> **Work required**:
Each line from the line containing "I'm not sure" through the last line of the entries is to be reproduced exactly as it stands.

Saved entries
PR #868, opened 2020-03-05
Add FAQ about Citations

iHiD:
Closes https://github.com/exercism/v3/issues/163

I'm not sure if this should go anywhere else as well?

PR #869, opened 2020-03-05
[Docs] Update citations to new format

SaschaMann:
Depends on #868 

I searched all concept files for `Source` and these were all I could find. There are probably many more that I missed.

### DIFF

> **Written answer**:
I'm not sure if this should go anywhere else as well?

PR #869, opened 2020-03-05
[Docs] Update citations to new format

SaschaMann:
Depends on #868 

I searched all concept files for `Source` and these were all I could find. There are probably many more that I missed.

### DIFF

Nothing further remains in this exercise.